PR #955, opened 2023-11-29
feat: jaxmarl wrapper

sash-a:
## What?
Ability to support jaxmarl envs
## Why?
To experiment with more environments
## How?
With a wrapper

## Extra
Depends on choices made in #948 and #952 for how we're going to support new envs


mava/wrappers/jaxmarl.py
```diff
@@ -0,0 +1,236 @@
...
+        raise ValueError(f"Unsupported JaxMarl space: {space}")
+
+
+class JaxMarlState(NamedTuple):
+    """Wrapper around a JaxMarl state to provide necessary attributes for jumanji environments."""
+
+    state: ArrayTree
+    key: PRNGKey
+    step: int
+
```
OmaymaMahjoub, line 148: Maybe add this to types.py

mava/wrappers/jaxmarl.py
```diff
@@ -0,0 +1,236 @@
...
+    Note: currently this is done by checking the shape of the observation and action spaces
+    as gymnax/jaxmarl environments do not have a custom __eq__ for their specs.
+    """
+    agents = list(env.observation_spaces.keys())
+
+    main_agent_obs_shape = env.observation_space(agents[0]).shape
+    main_agent_act_shape = env.action_space(agents[0]).shape
+    # Cannot easily check low, high and n are the same, without being very messy.
+    # Unfortunately gymnax/jaxmarl doesn't have a custom __eq__ for their specs.
```
OmaymaMahjoub, line 91: Can you give it a try in an additional function else maybe add it as an issue

mava/wrappers/jaxmarl.py
```diff
@@ -0,0 +1,236 @@
...
+        homogenous_error = (
+            f"Mava only supports environments with homogeneous agents, "
+            f"but you tried to use {env} which is not homogeneous."
+        )
+        assert is_homogenous(env), homogenous_error
+
+        super().__init__(env)
+        self._env: MultiAgentEnv
+        self._timelimit = timelimit
+        self._action_shape = self.action_spec().shape
```
OmaymaMahjoub, line 164:
```suggestion
        self._action_shape = (self.action_spec().shape[0],  int(self.action_spec().num_values[0]))
```

requirements/requirements.txt
```diff
@@ -1,9 +1,10 @@
 colorama
 distrax @ git+https://github.com/google-deepmind/distrax  # distrax release doesn't support jax > 0.4.13
-flax==0.7.5
+flax~=0.7.5
```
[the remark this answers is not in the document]
sash-a: So @RuanJohn was worried that it will create a breaking change like they did previously. This `~=` means that we will stay in `0.7.x` so there shouldn't be a breaking change within here

mava/wrappers/jaxmarl.py
sash-a: I did try this earlier and the function just got very big and very messy :cry:

OmaymaMahjoub: If you can add an issue on mava then for it and we will look into it another time :pray:

OmaymaMahjoub (approved):
Thanks @sash-a :fire:

PR #959, opened 2023-12-06
Feat/sebulba ippo

OmaymaMahjoub:
## What?
Implement Sebulba architecture with feedforward IPPO on Rware.
## Why?
Integrate Sebulba's architecture due to its effectiveness in scenarios involving non-jitted/non-jax environments.
## How?
Enhance the existing [Cleanba](https://github.com/vwxyzjn/cleanba) code to support marl algorithm and ensure compatibility with Mava's key components, including logger, evaluator, etc.
## Extra
Action Item: 
   - Update the project's README to reflect these changes.
   - Support absolute metric
   - Add model checkpointer


mava/types.py
```diff
@@ -87,6 +86,18 @@ class PPOTransition(NamedTuple):
     info: Dict
 
 
+class SebulbaTransition(NamedTuple):
```
sash-a, line 89: We should try keep this to the same transition. If we're going to make a new transition for each system then those types should go in their own files

mava/types.py
```diff
@@ -118,6 +129,13 @@ class LearnerState(NamedTuple):
     timestep: TimeStep
 
 
+class SebulbaLearnerState(NamedTuple):
```
sash-a, line 132: Same here, can we not use the existing `LearnerState` it will make the mava API much cleaner because then everything will return a `LearnerState`/`RnnLearnerState`

mava/utils/jax.py
```diff
@@ -42,3 +40,26 @@ def merge_leading_dims(x: chex.Array, num_dims: chex.Numeric) -> chex.Array:
 
     new_shape = (np.prod(x.shape[:num_dims]),) + x.shape[num_dims:]
     return x.reshape(new_shape)
+
+
+def convert_data(
```
sash-a, line 45: Need a more explicit name
```suggestion
def add_minibatch_dim(
```

mava/utils/sebulba_tools.py
sash-a, line 1: I think just call it `sebulba.py` as we're already in the `utils` folder

mava/utils/sebulba_tools.py
```diff
@@ -0,0 +1,38 @@
...
+    os.environ["TF_XLA_FLAGS"] = "--xla_gpu_autotune_level=2 --xla_gpu_deterministic_reductions"
+    os.environ["TF_CUDNN DETERMINISTIC"] = "1"
+
+    os.environ["JAX_USE_PJRT_C_API_ON_TPU"] = ""
+    # Fix weird OOM https://github.com/google/jax/discussions/6332#discussioncomment-1279991
+    os.environ["XLA_PYTHON_CLIENT_MEM_FRACTION"] = "0.6"
+    os.environ["XLA_FLAGS"] = "--xla_cpu_multi_thread_eigen=false " "intra_op_parallelism_threads=1"
+    # Fix CUDNN non-determinisim; https://github.com/google/jax/issues/4823#issuecomment-952835771
+    os.environ["TF_XLA_FLAGS"] = "--xla_gpu_autotune_level=2 --xla_gpu_deterministic_reductions"
+    os.environ["TF_CUDNN DETERMINISTIC"] = "1"
```
sash-a, line 38: Same thing twice
```suggestion
```

mava/utils/sebulba_tools.py
```diff
@@ -0,0 +1,38 @@
...
+import os
+
+
+def configure_computation_environment() -> None:
+    """Configure the computation environment for JAX.
+
+    Note: Must be called before any JAX computation is run.
+    """
+    os.environ["JAX_USE_PJRT_C_API_ON_TPU"] = ""
+
```
sash-a, line 24: JAX_USE_PJRT_C_API_ON_TPU no longer has an effect (i.e. it always defaults to true).
```suggestion
```

mava/utils/sebulba_tools.py
```diff
@@ -0,0 +1,38 @@
...
+    # Fix weird OOM https://github.com/google/jax/discussions/6332#discussioncomment-1279991
+    os.environ["XLA_PYTHON_CLIENT_MEM_FRACTION"] = "0.6"
```
sash-a, line 26: I don't think we want this, it's fine to use more than 60% of GPU/TPU memory

mava/utils/sebulba_tools.py
```diff
@@ -0,0 +1,38 @@
...
+    os.environ["XLA_FLAGS"] = "--xla_cpu_multi_thread_eigen=false " "intra_op_parallelism_threads=1"
+    # Fix CUDNN non-determinisim; https://github.com/google/jax/issues/4823#issuecomment-952835771
+    os.environ["TF_XLA_FLAGS"] = "--xla_gpu_autotune_level=2 --xla_gpu_deterministic_reductions"
+    os.environ["TF_CUDNN DETERMINISTIC"] = "1"
```
sash-a, line 30: This is making the code more deterministic at the cost of speed, I think we shouldn't add this, but happy to hear thoughts

mava/wrappers/robot_warehouse.py
```diff
@@ -0,0 +1,227 @@
...
+                        add_agent_id=config.system.add_agent_id,
+                    )
+                    for _ in range(num_envs)
+                ]
+            )
+        envs.num_envs = num_envs
+        envs.is_vector_env = True
+        return envs
+
+    return thunk
```
sash-a, line 227: We'd never want to use `SyncVectorEnv` unless debugging and only one of these needs an inner method.

```suggestion
def make_env(
    map_name: str = "rware-tiny-2ag-v1",
    team_reward: bool = True,
    add_agent_id: bool = True,
) -> Callable[[], gym.Env]:
    """Create a function which creates a fully configured environment."""

    def thunk() -> gym.Env:
        env = GymWrapper(
            env=gym.make(map_name),
            team_reward=team_reward,
        )
        if add_agent_id:
            env = AgentIDWrapper(env)

        return env

    return thunk


def make_envs(num_envs: int, config: DictConfig) -> gym.vector.VectorEnv:
    envs = gym.vector.AsyncVectorEnv(
        [
            make_env(
                map_name="rware-tiny-2ag-v1",
                team_reward=config.system.use_team_reward,
                add_agent_id=config.system.add_agent_id,
            )
            for _ in range(num_envs)
        ]
    )

    envs.num_envs = num_envs
    envs.is_vector_env = True
    return envs
```

mava/wrappers/robot_warehouse.py
```diff
@@ -0,0 +1,227 @@
...
+        obs = np.concatenate([self.agent_ids, obs], axis=1)
+        return obs, info
+
+    def step(self, action: list) -> Tuple[np.ndarray, float, bool, bool, Dict]:
+        """Step the environment."""
+        obs, reward, terminated, truncated, info = self.env.step(action)
+        obs = np.concatenate([self.agent_ids, obs], axis=1)
+        return obs, reward, terminated, truncated, info
+
+
```
sash-a, line 175: Couple other comments here, it would be nice if we could integrate this with @WiemKhlifi new make function.

Do we need to set 
```python
       envs.num_envs = num_envs
       envs.is_vector_env = True
```
Do we use them? I think `num_envs` is set automatically anyways

pyproject.toml
```diff
@@ -77,4 +77,5 @@ ignore = [
     "W503",  # Line break before binary operator (not compatible with black).
     "B017",  # assertRaises(Exception): or pytest.raises(Exception) should be considered evil.
     "E203",  # black and flake8 disagree on whitespace before ':'.
+    "E402",  # Module level import not at top of file.
```
sash-a, line 80: I think just do a comment ignore, we still want this warning in general

mava/logger.py
```diff
@@ -36,10 +36,22 @@ def __call__(
         ...
 
 
-def get_logger_tools(logger: Logger) -> LogFn:  # noqa: CCR001
+class SebulbaLogFn(Protocol):
```
sash-a, line 39: I really don't think this is a good idea, can we please use the existing log_fn otherwise there will be a lot of code duplication

sash-a (changes requested):
Thanks for this @OmaymaMahjoub! Haven't looked at the actual sebulba file, but quite a few fundamental changes, keen to hear your thoughts.

OmaymaMahjoub:
Many changes happened to `deveop` since the last update of this PR that will result in a massive merge conflict, therefore we need to create a new branch and new PR for the sebulba ippo!

mava/logger.py
OmaymaMahjoub: I tired to address this issue in #977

DIRECTIONS:
If a line in the entries contains "system", copy it.

ANSWER AREA:
sash-a, line 89: We should try keep this to the same transition. If we're going to make a new transition for each system then those types should go in their own files
+                        add_agent_id=config.system.add_agent_id,
                team_reward=config.system.use_team_reward,
                add_agent_id=config.system.add_agent_id,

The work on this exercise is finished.